Re: [RFC 7/11] virtio_pci: new, capability-aware driver.
From: Rusty Russell <hidden>
Date: 2012-01-13 03:22:28
On Thu, 12 Jan 2012 08:00:10 +0200, "Michael S. Tsirkin" [off-list ref] wrote:
On Thu, Jan 12, 2012 at 12:31:09PM +1030, Rusty Russell wrote:quoted
If we use a 32-bit counter, we also get this though, right? If counter has changed, it's a config interrupt...But we need an exit to read the counter. We can put the counter in memory but this looks suspiciously like a simplified VQ - so why not use a VQ then?
Because now a driver first gets the data from config space. But from then on, they have to get it from the vq, and ignore the config space. That's a bit weird.
quoted
quoted
If we do require config VQ anyway, why not use it to notify guest of config changes? Guest could pre-post an in buffer and host uses that.We could, but it's an additional burden on each device. vqs are cheap, but not free. And the config area is so damn convenient...Not if you start playing with counters, checking it twice, reinvent all kind of barriers ...
None of that appears inside the driver, though. And let's be honest,
it's not *that* bad (very approx code):
static u32 vp_get_gen(struct virtio_pci_device *vp_dev)
{
u32 gen;
do {
gen = ioread32(vp_dev->ioaddr + VIRTIO_PCI_CONFIG_GEN);
} while (unlikely((gen & 1) == 1));
virtio_rmb();
return gen;
}
static bool vp_check_gen(struct virtio_pci_device *vp_dev, u32 gen)
{
virtio_rmb();
return ioread32(vp_dev->ioaddr + VIRTIO_PCI_CONFIG_GEN) == gen;
}
static void vp_get32(struct virtio_device *vdev, unsigned offset, u32 *buf)
{
struct virtio_pci_device *vp_dev = to_vp_device(vdev);
u32 gen;
do {
gen = vp_get_gen(vdev);
*buf = ioread32(vp_dev->ioaddr + VIRTIO_PCI_CONFIG(vp_dev) + offset);
} while (unlikely(!vp_check_gen(vp_dev, gen)));
}
...
quoted
It was suggested by others, but I think TCP Acks are the classic one. 12 + 14 + 20 + 40 = 86 bytes with virtio_net_hdr_mrg_rxbuf at the front.That's only the simplest IPv4, right? Anyway, this spans multiple descriptors so this complicates allocation significantly.

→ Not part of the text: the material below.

PR #9854, opened 2026-06-30
perf(dex): seed uniswap v4 sqrtpricex96 from a latest-price companion (drop full-history self-scan, 3 chains)

a-monteiro:
## What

Yes, I think any general-but-useful inline will need to span multiple descriptors. That's part of the fun! Let's get totally crazy and implement our ring in stripes, like: 00 04 08 12 01 05 09 13 02 06 10 14 03 07 11 15 That way consecutive (32-byte) descriptors don't share a cacheline! (Not serious... quiet.)
quoted
Yes, I'm thinking #define VIRTIO_F_VIRTIO2 (-1). For PCI, this gets mapped into a "are we using the new config layout?". For others, it gets mapped into a transport-specific feature. (I'm sure you get it, but for the others) This is because I want to be draw a clear line between all the legacy stuff at the same time, not have to support part of it later because someone might not flip the feature bit.So my point is, config stuff and ring are completely separate, they are different layers.
Absolutely, and we should analyze them separately as well as together. *But* for maintenance is far easier if we only have to test new config+new ring and old config+old ring. They do interact, because remember, the allocation of the ring changes with new config, too... Cheers, Rusty.